(Stored data)
╭──
PR #1150, opened 2026-07-24
[OSDEV-2977] Remove closing date from claim form and API responses

VadimKovalenkoSNF:
## Summary

Fix [OSDEV-2977](https://opensupplyhub.atlassian.net/browse/OSDEV-2977)

Remove the claim closing date from the Free GHG Emissions Estimates form, claimed profile UI, legacy facility API, v1 production locations (`closed_at`), and facility CSV/XLSX downloads (`claim_closing_date`).

This PR removes closing-date data end to end, not just from user-facing surfaces:

- **PostgreSQL:** migration `0221` stops indexing `closing_date` in `claim_info` / `approved_claim`; migration `0222` drops `closing_date` from `FacilityClaim` and `HistoricalFacilityClaim`, permanently deleting stored values on deploy (stakeholder-approved).
- **OpenSearch / Logstash:** remove `closed_at` from the production-locations index mapping, JDBC sync SQL, and pipeline filters.
- **Application:** stop accepting or exposing the field in serializers, views, React forms/profiles, and Django admin.

A targeted `claim_info`/`approved_claim` backfill runs via `post_deployment` so existing indexed JSON is recomputed without `closing_date`.

Opening date and the separate facility closure workflow (`Facility.is_closed`) are unchanged.

## Test plan

- [x] Django: `api.tests.test_facility_claim`, `api.tests.test_facility_create_claim_serializer`, `api.tests.test_facility_download`, `api.tests.test_index_facilities`, `api.tests.test_facility_index_backfill_specs`
- [x] React: `utils.freeEmissionsEstimate.tests.js`, `FacilityDetailsClaimedInfo.test.js`, `ClaimDataContainer.test.js`, `ClaimedFacilitiesDetails.test.jsx`
- [x] v1 integration: `src/tests/v1/test_production_locations.py`
- [x] Manual: submit/update a claim and confirm closing date is absent from the form and profile
- [x] Manual: verify legacy API and v1 production-location detail responses omit `closing_date` / `closed_at`
- [x] Manual: verify CSV/XLSX download no longer includes `claim_closing_date`

## Release notes

Release notes updated in `doc/release/RELEASE-NOTES.md`. Deploy requires:

1. `backfill_facility_index --fields claim_info,approved_claim` (via `post_deployment`)

## Platform dependency review

Ran `.claude/hooks/check-platform-dependencies.py --manual` before push. Triggered areas (RBA, dual FE surfaces, OpenSearch/Logstash, migration indexation) were reviewed. Migration `0221` updates SQL functions only; migration `0222` drops the claim column (metadata-only `DROP COLUMN` on PostgreSQL).

[OSDEV-2977]: https://opensupplyhub.atlassian.net/browse/OSDEV-2977?atlOrigin=eyJpIjoiNWRkNTljNzYxNjVmNDY3MDlhMDU5Y2ZhYzA5YTRkZjUiLCJwIjoiZ2l0aHViLWNvbS1KU1cifQ


src/django/api/migrations/0221_remove_closing_date_from_claim_index_functions.py
```diff
@@ -0,0 +1,36 @@
...
+        '0220_remove_closing_date_from_index_claim_info.sql',
+        '0220_remove_closing_date_from_index_approved_claim.sql',
+    ])
+
+
+def revert_indexing_functions(apps, schema_editor):
+    helper.run_sql_files([
+        '0218_index_claim_info.sql',
+        '0207_index_approved_claim.sql',
+    ])
```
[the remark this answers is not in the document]
VadimKovalenkoSNF: **Skipped — no code change needed.**

I checked the migration chain and SQL files against the finding. The current revert already restores the correct pre-0220 state:

| Function | Pre-0220 SQL file | Last migration that changed it |
|---|---|---|
| `index_claim_info` | `0218_index_claim_info.sql` | 0218 (adds `updated_at`) |
| `index_approved_claim` | `0207_index_approved_claim.sql` | 0207 (energy/throughput fields) |

Migration **0219** only adds `anonymise_in_paid_products` on `api_contributor` — it does not touch either index function. There are no `0219_*index*.sql` files in `src/django/sqls/`.

**Validation:** `0220` differs from each pre-0220 file only by removing `closing_date`:

```bash
diff 0218_index_claim_info.sql ↔ 0220_remove_closing_date_from_index_claim_info.sql  # only closing_date removed
diff 0207_index_approved_claim.sql ↔ 0220_remove_closing_date_from_index_approved_claim.sql  # only closing_date removed
```

So `0218` and `0207` are not stale revert targets — they are exactly the function definitions live at dependency `0219`, before `0220` runs. Using different filenames would require new SQL files that duplicate existing ones, with no behavioral difference.

The review note likely conflates migration numbers (0218/0219) with `index_approved_claim` still being at its 0207 SQL revision, which is expected since 0218–0219 never updated that function.

src/django/api/management/commands/post_deployment.py
```diff
@@ -1,6 +1,22 @@
...
+    'Test': 10,
+    'Staging': 10,
+    'Preprod': 10,
+    'Production': 10,
+    'Rba': 10,
+}
+
+
+def backfill_parallel_worker_count() -> int:
+    return BACKFILL_PARALLEL_BY_ENVIRONMENT[settings.ENVIRONMENT]
```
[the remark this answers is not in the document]
VadimKovalenkoSNF: Done, verify the fix.

daniellekain (changes requested):
I wanted to confirm -- are we tracking the sheet export that Francesca's requested?

daniellekain (commented):
Really thorough work getting this removed end-to-end. The mapping, sync SQL, and backfill coverage all look great!

One question on the deploy plan: do we actually need the `clear-opensearch-target=production-locations` rebuild for this change? Since `closed_at` is removed from the v1 response mapping and the query builder, the API can't return or filter on it once the new code deploys so the stale values left in the index are unreachable from outside. The rebuild would only be scrubbing invisible leftovers on ~100 documents, at the cost of ~4 hours of incomplete search results and v1 detail 404s, and it'd be the only thing putting a rebuild into 2.28.

Suggestion: keep the mapping/Logstash changes (they'll take effect automatically at whatever rebuild happens next, e.g. the one #1106 will need), but drop the mandatory rebuild step from the release notes. If we want the leftover values physically purged from the index right away, a targeted `update_by_query` removing the field would do it in seconds with no downtime. Whenever we need to rebuild for any other reason, this will get cleaned up. 

Happy to be wrong if there's a reason the rebuild is needed that I'm missing!

VadimKovalenkoSNF:
Hi @daniellekain ! Thank you for the review.
1. I've added the data backup requirement to the ticket as Acceptance Criterion 7. The day before the release, I'll export the historical data from Production and attach it to the ticket. I’ve also added the SQL scripts to the ticket - please take a look.
2. That's a very valid point, thank you. Indeed, the 4-hour rebuild is disproportionate for this change. I dropped it from `2.28` release instructions. Once the new code is live, `closed_at` is removed from the v1 response mapping and query builder, so stale values in the index aren't reachable through the API anyway.

src/django/api/migrations/0221_remove_closing_date_from_claim_index_functions.py
```diff
@@ -0,0 +1,36 @@
...
+
+def update_indexing_functions(apps, schema_editor):
+    """
+    Remove closing_date from index_claim_info and index_approved_claim JSON
+    output so claim closing dates are no longer exposed via API or downloads.
+    See OSDEV-2977.
+    """
+    helper.run_sql_files([
+        '0221_remove_closing_date_from_index_claim_info.sql',
+        '0221_remove_closing_date_from_index_approved_claim.sql',
```
vlad-shapik: Please follow the naming convention of the other SQL files, like 0221_index_claim_info.sql. Let's stick to the already defined naming pattern.

src/django/api/management/commands/post_deployment.py
```diff
@@ -35,6 +43,15 @@ def handle(self, *args, **options):
         # refreshes the affected FacilityIndex rows. Remove after the release
         # has been deployed everywhere.
         call_command('remove_rsc_grievance_mechanism_nested_internal_ids')
+        # Temporary for OSDEV-2977 — recompute claim_info and approved_claim
+        # without closing_date. Remove after the release has been deployed
+        # everywhere.
+        call_command(
+            'backfill_facility_index',
+            fields='claim_info,approved_claim',
```
vlad-shapik: Can it be added to the existing call of the `backfill_facility_index`?

doc/release/RELEASE-NOTES.md
```diff
@@ -46,6 +52,7 @@ This project adheres to [Semantic Versioning](http://semver.org/spec/v2.0.0.html
 * Ensure that the following commands are included in the `post_deployment` command:
     * `migrate`
     * `remove_rsc_grievance_mechanism_nested_internal_ids` — one-time cleanup (OSDEV-2949) that strips the nested `internal_ID` from `rsc_grievance_mechanism` values; remove from `post_deployment` after this release has been deployed everywhere.
+    * `backfill_facility_index --fields claim_info,approved_claim --parallel 10 --batch-size 10000` — one-time backfill (OSDEV-2977) that recomputes indexed claim JSON without `closing_date`; remove from `post_deployment` after this release has been deployed everywhere.
```
vlad-shapik: Can this note be combined with lines that start with:

- `backfill_facility_index --fields processing_type` — one-time ...
- The `backfill_facility_index --fields processing_type` reindex ...

src/logstash/indexes/production_locations.json
```diff
@@ -223,10 +223,6 @@
           "type": "date",
           "format": "yyyy"
         },
-        "closed_at": {
```
vlad-shapik, line 226: I see that the production-locations OpenSearch index has been changed. I saw the comment from Danielle and your discussion. Can you verify locally that Logstash won't fail or throw errors after grabbing data via SQL to update the index once it picks up the new mapping (I believe it will pick it up since ECS will restart the task with new Docker image)? I just want you to reproduce the production case where OpenSearch does not have the new mapping but Logstash already knows about it. FYI, the clear_opensearch script clears the mapping from OpenSearch to let Logstash re-upload the new one.

cc @daniellekain

vlad-shapik (changes requested):
1. Please make sure the PR description is not stale - for example, the migration numbers.
2. MonthYearPicker.test.js still uses "Closing Date" / "Enter the closing date" as fixture labels. Cosmetic only.
3. I have left a few comments below.

src/logstash/indexes/production_locations.json
VadimKovalenkoSNF: @vlad-shapik @daniellekain 
Verified locally against the production-like scenario.

1. On main, I populated the existing production-locations index with `2,514,223` documents. Its old mapping included `closed_at`, with 133 documents containing values.
2. I switched to this branch, applied migrations `0220–0222`, and ran the targeted FacilityIndex backfill.
3. I rebuilt/restarted only Logstash with the new code, without clearing or recreating OpenSearch.

The new Logstash pipeline successfully indexed at least 300,000 documents into the unchanged old index. OpenSearch reported `index_failed: 0`, and there were no SQL, mapping, or pipeline errors. Both services remained operational.

I also confirmed that a document still containing `closed_at` in OpenSearch no longer exposes it through the v1 API.

Locally, recreating Logstash reset its container-local JDBC tracking state and triggered a broader replay. Production stores that state on EFS, so the ECS task replacement should continue incrementally.

Conclusion: `clear_opensearch` and the resulting full rebuild are not required for this change. The old mapping can safely retain the unused field until a future rebuild. Also, I will track this once we deploy this change to dev and test envs.

src/django/api/migrations/0221_remove_closing_date_from_claim_index_functions.py
VadimKovalenkoSNF: Done.

src/django/api/management/commands/post_deployment.py
VadimKovalenkoSNF: Good point. Updated.

doc/release/RELEASE-NOTES.md
VadimKovalenkoSNF: Done.

VadimKovalenkoSNF:
@vlad-shapik 

> Please make sure the PR description is not stale - for example, the migration numbers.

Updated

> MonthYearPicker.test.js still uses "Closing Date" / "Enter the closing date" as fixture labels. Cosmetic only.

While working on this test, I discovered that the `MonthYearPicker` component was only used for the closing date input. Since it's no longer needed, I removed the component along with its associated tests.

vlad-shapik (approved):
LGTM 💯 

It would be great if you could remove the requirement to clear OpenSearch from the PR description. I believe it will be OK to remove, since, based on the research, there is no need for clearing - at least for this change.

daniellekain (approved):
╰──
◆ WHAT IS REQUIRED ◆
In how many lines of the records does the word "labels" occur? Reply with the number only.

◆ RESULT OF THE TASK ◆
2